In closing, it would appear that current environmental trends that may impact methane emissions from natural vegetation, including the ongoing rise in the air's CO2 content, primarily tend to reduce this flux; and perhaps that is why the rate-of-rise of the atmosphere's methane concentration has been steadily declining over the last several years to the point that it is now nearly nil (see Methane (Atmospheric Concentrations) in our Subject Index). 


References 

Davidson, E.A., Ishida, F.Y. and Nepstad, D.C. 2004. Effects of an experimental drought on soil emissions of carbon dioxide, methane, nitrous oxide, and nitric oxide in a moist tropical forest.
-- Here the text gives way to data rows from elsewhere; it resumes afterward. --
PR #5258, opened 2026-05-01
Issue #7114: only save views config if changed

### LINKED ISSUE #7114: Views ajax history: only save the Views config if something changes
Follow-up to https://github.com/backdrop/backdrop-issues/issues/7075

Only save the Views config file if something changes.

herbdool:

Global Change Biology 10: 718-730.

Garnet, K.N., Megonigal, J.P., Litchfield, C. and Taylor Jr., G.E. 2005. Physiological control of leaf methane emission from wetland plants. Aquatic Botany 81: 141-155.

Knapp, A.K. and Yavitt, J.B. 1995. Gas exchange characteristics of Typha latifolia L. from nine sites across North America. Aquatic Botany 49: 203-215.

Morrissey, L.A., Zobel, D. and Livingston, G.P. 1993. Significance of stomatal control of methane release from Carex-dominated wetlands. Chemosphere 26: 339-356.

Nepstad, D.C., Verissimo, A., Alencar, A., Nobre, C., Lima, E., Lefebvre, P., Schlesinger, P., Potter, C., Moutinho, P., Mendoza, E., Cochrane, M. and Brooks, V. 1999. Large-scale impoverishment of Amazonian forests by logging and fire. Nature 398: 505-508.

Roulet, N., Moore, T., Bubier, J. and Lafleur, P. 1992. Northern fens: Methane flux and climatic change. Tellus Series B 44: 100-105.

Strack, M., Waddington, J.M. and Tuittila, E.-S. 2004. Effect of water table drawdown on northern peatland methane dynamics: Implications for climate change. Global Biogeochemical Cycles 18: 10.1029/2003GB002209.

Timmermann, A., Oberhuber, J., Bacher, A., Esch, M., Latif, M. and Roeckner, E. 1999. Increased El Niño frequency in a climate model forced by future greenhouse warming. Nature 398: 694-696.